- About this task -
Scan the listing beneath this sentence. Report each line with the word "delay".

- Exercise data -
PR #85, opened 2022-04-25
Add burn action to NFTs

nachoiacovino:


@3rdweb-sdk/react/hooks/useCommon.ts
```diff
@@ -375,3 +380,56 @@ export function useAirdropMutation<TContract extends ValidContractInstance>(
...
+                  return cacheKeys.list(contract?.getAddress());
+                }
+                return undefined as never;
+              })
+              .filter((fn) => !!fn),
+          );
+        }
+
+        return invalidate([
+          CacheKeyMap[contractType].list(contract?.getAddress()),
```
jnsdls, line 430: this needs to also invalidate the `supply` query ("supply" goes down when burning)

@3rdweb-sdk/react/hooks/useCommon.ts
```diff
@@ -375,3 +380,56 @@ export function useAirdropMutation<TContract extends ValidContractInstance>(
...
+      onSuccess: (_data, _variables, _options, invalidate) => {
+        // this should not be possible, but we need to catch it in case it does
+        // if we don't know we just invalidate everything.
+        if (!contractType) {
+          return invalidate(
+            Object.keys(CacheKeyMap)
+              .map((key) => {
+                const cacheKeys = CacheKeyMap[key as keyof typeof CacheKeyMap];
+                if ("list" in cacheKeys) {
+                  return cacheKeys.list(contract?.getAddress());
```
jnsdls, line 421: same here, needs to invalidate supply query on all contracts in the fail case probably

jnsdls (changes requested):
almost there, just fix invalidation

@3rdweb-sdk/react/hooks/useCommon.ts
```diff
@@ -375,3 +380,59 @@ export function useAirdropMutation<TContract extends ValidContractInstance>(
...
+                  return cacheKeys.supply(contract?.getAddress());
+                }
+                return undefined as never;
+              })
+              .filter((fn) => !!fn),
+          );
+        }
+
+        return invalidate([
+          CacheKeyMap[contractType].list(contract?.getAddress()),
```
jnsdls, line 433: what about supply here?

jnsdls (changes requested):
need to check if supply exists and invalidate it

@3rdweb-sdk/react/hooks/useCommon.ts
nachoiacovino: supply only exists in NFTDrop contracts, if I add it here it gives an error on all the other contracts, trying to make sense on how to refresh on Edition in which it shows

jnsdls: we definitely *have* supply numbers for them, so find the useQuery for that they're using and make sure they are being invalidated

jnsdls (approved):

PR #1128, opened 2023-04-19
Samu sarmiento ambassadors page

SamuSarmiento:


nachoiacovino:
hey @SamuSarmiento thank you for the contribution!

we don't use package-lock, would you be able to remove it? also if you're only doing incremental updates we can also revert back those changes so there's no changes on either package.json or the yarn.lock, then I'll approve the run. thanks!

SamuSarmiento:
> hey @SamuSarmiento thank you for the contribution!
> 
> we don't use package-lock, would you be able to remove it? also if you're only doing incremental updates we can also revert back those changes so there's no changes on either package.json or the yarn.lock, then I'll approve the run. thanks!

Most of the changes were simply to be able to develop in my environment and configuration. It should be no problem to simply add the /ambassadors index and related assets. The first Commit.

pages/ambassadors/index.tsx
```diff
@@ -0,0 +1,573 @@
...
+          </Flex>
+        </HomepageSection>
+        <NewsletterSection />
+        <HomepageFooter />
+      </Flex>
+    </DarkMode>
+  );
+};
+
+Ambassadors.pageId = PageId.Learn;
```
SamuSarmiento, line 570: Ambassadors.pageId = PageId.Ambassadors

SamuSarmiento: @nachoiacovino If you merge just this /ambassadors/index.tsx it can work? With the related assets

nachoiacovino: I can't nitpick your PR unless I literally copy the changes and push them myself which will take your commits away, do you think you could fix the things I said so I can deploy and check if there's any more changes needed?

PR #1189, opened 2023-05-09
Add support for ZKSync Era Testnet

kumaryash90:


components/contract-components/hooks.ts
```diff
@@ -531,13 +536,31 @@ export function useCustomContractDeployMutation(
...
-            forceDirectDeploy,
-          },
-        );
+        // Handle ZkSync deployments separately
+        const isZkSync =
+          chainId === ZksyncEraTestnet.chainId || chainId === ZksyncEra.chainId;
+        if (isZkSync) {
+          // Get metamask signer using zksync-web3 library -- for custom fields in signature
+          const zkSigner = new Web3Provider(
+            window.ethereum as unknown as providers.ExternalProvider,
```
MananTank, line 545: This assumes that user is using injected wallet, but that is not always true right?

PR #1192, opened 2023-05-10
Filter dashboard by network

mykcryptodev:
My dashboard is getting crowded with lots of deployments and with Goerli being deprecated soon, I have a feeling that I'll be scrolling through a lot of deprecated contracts.

I created this filter-by-network feature and I'm happy to get feedback on it :) 

https://www.loom.com/share/012ed260351645c781326cf9553a9b9e


jnsdls:
idea is right but the filter should be part of the table itself, see: https://tanstack.com/table/v8/docs/examples/react/filters for an example

mykcryptodev:
> idea is right but the filter should be part of the table itself, see: https://tanstack.com/table/v8/docs/examples/react/filters for an example

@jnsdls I updated the filter to work directly on the table. The filter now replaces the header in the table but I'm happy to take direction on the design if that doesn't vibe. I ended up implementing the table's native pagination and removed the code that  simulated pagination. I did this in order for the filter to work across the entire dataset even if that data is not yet on the current page.

Let me know what ya think :)

MananTank:
@mykcryptodev - Can you add proper types to fix the build error?

jnsdls:
@mykcryptodev here's the error: 
image

mykcryptodev:
> @mykcryptodev here's the error: image

@jnsdls I fixed the type errors for the build

components/contract-components/tables/deployed-contracts.tsx
```diff
@@ -86,10 +86,26 @@ export const DeployedContracts: React.FC<DeployedContractsProps> = ({
   contractListQuery,
   limit = 10,
 }) => {
+  const [showMoreLimit, setShowMoreLimit] = useState(limit);
```
mykcryptodev, line 89: @MananTank I like what you did with the design!

I think this commit introduced a regression bug though. I changed around how Show More works because the filter needs to be able to filter all of your contracts (even the ones that are not on the current page). Going back to this method of Show More will only filter contracts on the current page. Is there a good reason to revert back to this method of Show More?

MananTank: @mykcryptodev I've taken care of it - `chainIdsWithDeployments` is calculated with `contractListQuery.data` and not the sliced data

MananTank:
LGTM, Merging it
Thanks @mykcryptodev for your contribution 🔥

components/contract-components/tables/deployed-contracts.tsx
MananTank: my bad - you are right. we can't have show more the way list is filtered

mykcryptodev: @MananTank Im on it - I can open a PR -- logged issue #1204

MananTank: I pushed a fix - https://github.com/thirdweb-dev/dashboard/pull/1205

PR #1304, opened 2023-06-15
Replace any-evm image with optimized version

MananTank:


jnsdls:
looks a bit pixel-y but lets ship for now

PR #1306, opened 2023-06-15
Add Progress Bar

MananTank:


MananTank:
Need to fix a few things here - not ready yet

jnsdls:
Feels a bit thick on mobile, can we slim it down?

Maybe can we see if the transition is fast and then not show it, only show it after a short delay? (For long transitions)

components/shared/ProgressBar.tsx
```diff
@@ -0,0 +1,104 @@
...
+  const [progress, setProgress] = useState(0);
+  const [isVisible, setIsVisible] = useState(false);
+
+  // Progress bar inline styling
+  const styling = {
+    position: "fixed",
+    top: 0,
+    left: 0,
+    width: `${progress}%`,
+    height: "3px",
```
jnsdls, line 31: let's try 2px here

components/shared/ProgressBar.tsx
```diff
@@ -0,0 +1,104 @@
...
+  } as React.CSSProperties;
+  useEffect(() => {
+    // Declare timeout
+    let status: "in-progress" | "idle" = "idle";
+    let intervalId: NodeJS.Timeout;
+
+    // Route change start function
+    const onRouteChangeStart = () => {
+      status = "in-progress";
+      setIsVisible(true);
```
jnsdls, line 45: can we delay this by let's say 100ms or 200ms so that if the route change completes before we don't show it?

jnsdls (commented):
I think overall makes sense I left 2 small notes

jnsdls (approved):
LGTM :shipit:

- Written answer -
Maybe can we see if the transition is fast and then not show it, only show it after a short delay? (For long transitions)
jnsdls, line 45: can we delay this by let's say 100ms or 200ms so that if the route change completes before we don't show it?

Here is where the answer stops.